> _DATASET RECORDS_:
PR #140, opened 2021-11-12
Add support to show mnemonic recovery key

ua741:
## Description
Corresponding diff on bada-frame: https://github.com/ente-io/bada-frame/pull/232
## Test Plan

Verified that
 - Able to recover account on mobile using the mnemonic code (24 words)
-  Able to recover using the same 24 word code on web
- Same english word list is being used in the dart and js library

### DIFF
--- a/lib/ui/recovery_key_dialog.dart
+++ b/lib/ui/recovery_key_dialog.dart
@@ -1,10 +1,12 @@
 import 'dart:io' as io;
 import 'dart:ui';
 
+import 'package:bip39/bip39.dart' as bip39;
 import 'package:flutter/material.dart';
 import 'package:flutter/services.dart';
 import 'package:flutter/widgets.dart';
 import 'package:photos/core/configuration.dart';
+import 'package:photos/core/constants.dart';
 import 'package:photos/utils/toast_util.dart';
 import 'package:share_plus/share_plus.dart';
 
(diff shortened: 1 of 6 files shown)


ua741:
This should not be landed before we add the support for same on web and test it cross device : generate on web -> validate on mobile and vice versa.

lib/ui/recovery_key_dialog.dart
```diff
@@ -136,6 +158,7 @@ class _RecoveryKeyDialogState extends State<RecoveryKeyDialog> {
     );
   }
 
+  // author civil bicycle drop gown ship file shallow chicken hub isolate among report piece cram crumble leopard guard spike segment update fall defy achieve
```
ua741, line 161: This key is for test account on local machine, so no harm done 😥 . Will remove it.

lib/ui/recovery_key_dialog.dart
```diff
@@ -128,6 +139,17 @@ class _RecoveryKeyDialogState extends State<RecoveryKeyDialog> {
...
+              CheckboxListTile(
+                  contentPadding: EdgeInsets.zero,
+                  controlAffinity: ListTileControlAffinity.trailing,
+                  title: Text('show human readable key'),
+                  value: _showMnenomicCode,
+                  onChanged: (value) {
+                    setState(() {
+                      _showMnenomicCode = value;
+                    });
+                  }),
```
ua741, line 152: Need to take a call whether we want to show the option to view non-mnemonic recovery key or not.
Accordingly we will either add similar option on web or remove it from the mobile.

vishnukvmd: Let's always show the mnemonic code, since the effort to write it down is lesser and that to save is the same.

vishnukvmd (approved):

vishnukvmd (approved):

PR #142, opened 2021-11-23
Sessions - view and terminate

vishnukvmd:
## Description
^ Title

## Test Plan
- [x] Manually verified that active sessions are listed correctly by the user agent
- [x] Manually verified that session termination works as expected

## Screenshots
photo_2021-11-24 01 53 31
photo_2021-11-24 01 53 29
photo_2021-11-24 01 53 26

### DIFF
--- a/lib/models/sessions.dart
+++ b/lib/models/sessions.dart
@@ -52,24 +52,33 @@ class Session {
   final String token;
   final int creationTime;
   final String ip;
-  final String userAgent;
+  final String ua;
+  final String prettyUA;
   final int lastUsedTime;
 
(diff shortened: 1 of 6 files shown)


ua741:
When I checked last time, we do have few sessions with null ip or user- agent. 
Also, for future & web, we can probably move this parsing for presentation on server itself..

vishnukvmd:
> When I checked last time, we do have few sessions with null ip or user- agent. Also, for future & web, we can probably move this parsing for presentation on server itself..

Done.

ua741 (approved):

PR #151, opened 2021-12-07
Remove files that have been deleted from the upload queue

vishnukvmd:
## Description
Earlier when files in the upload queue were deleted externally, the backup process would throw an error. This change handles this gracefully.

## Test Plan
None 😬

### DIFF
--- a/lib/utils/file_uploader.dart
+++ b/lib/utils/file_uploader.dart
@@ -16,6 +16,7 @@ import 'package:photos/core/event_bus.dart';
 import 'package:photos/core/network.dart';
 import 'package:photos/db/files_db.dart';
 import 'package:photos/db/upload_locks_db.dart';
+import 'package:photos/events/files_updated_event.dart';
 import 'package:photos/events/local_photos_updated_event.dart';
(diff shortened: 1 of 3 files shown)


lib/utils/file_uploader.dart
```diff
@@ -81,6 +82,19 @@ class FileUploader {
       }
       _pollBackgroundUploadStatus();
     }
+    Bus.instance.on<LocalPhotosUpdatedEvent>().listen((event) {
+      if (event.type == EventType.deletedFromDevice ||
+          event.type == EventType.deletedFromEverywhere) {
+        removeFromQueueWhere((file) {
+          for (final updatedFile in event.updatedFiles) {
+            if (file.generatedID == updatedFile.generatedID) {
```
abhinavkgrd, line 90: when is the `generatedID` added a file?

abhinavkgrd (approved):

lib/utils/file_uploader.dart
vishnukvmd: It's auto generated during insertion into the DB. So it unique per row.

PR #164, opened 2022-01-07
handle error while displaying sharingDialog

ua741:
## Description
Bug: In case of no internet, the progress dialog was never dismissed.

## Test Plan
Verified that the progress dialog was dismissed when there was no network.

### DIFF
--- a/lib/ui/gallery_app_bar_widget.dart
+++ b/lib/ui/gallery_app_bar_widget.dart
@@ -214,36 +214,34 @@ class _GalleryAppBarWidgetState extends State<GalleryAppBarWidget> {
     var collection = widget.collection;
     final dialog = createProgressDialog(context, "please wait...");
     await dialog.show();
-    if (collection == null) {
-      if (widget.type == GalleryAppBarType.local_folder) {
-        collection =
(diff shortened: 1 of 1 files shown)


lib/ui/gallery_app_bar_widget.dart
```diff
@@ -214,36 +214,34 @@ class _GalleryAppBarWidgetState extends State<GalleryAppBarWidget> {
...
-            _logger.severe(e, s);
-            await dialog.hide();
-            showGenericErrorDialog(context);
-          }
+    try {
+      if (collection == null) {
+        if (widget.type == GalleryAppBarType.local_folder) {
+          collection =
+              CollectionsService.instance.getCollectionForPath(widget.path);
+          collection ??=
```
vishnukvmd, line 222: Why the duplicate call?

ua741: I am not really sure, didn't touch the previous logic. After seeing the logic, I can see that we don't need line 220/21. Will remove it?

vishnukvmd (approved):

> _EXERCISE GOAL_:
Up to and including the line with "-1,10 +1,12 @@", repeat the entries exactly, beginning at their first line.

> _RESPONSE BOX_:
PR #140, opened 2021-11-12
Add support to show mnemonic recovery key

ua741:
## Description
Corresponding diff on bada-frame: https://github.com/ente-io/bada-frame/pull/232
## Test Plan

Verified that
 - Able to recover account on mobile using the mnemonic code (24 words)
-  Able to recover using the same 24 word code on web
- Same english word list is being used in the dart and js library

### DIFF
--- a/lib/ui/recovery_key_dialog.dart
+++ b/lib/ui/recovery_key_dialog.dart
@@ -1,10 +1,12 @@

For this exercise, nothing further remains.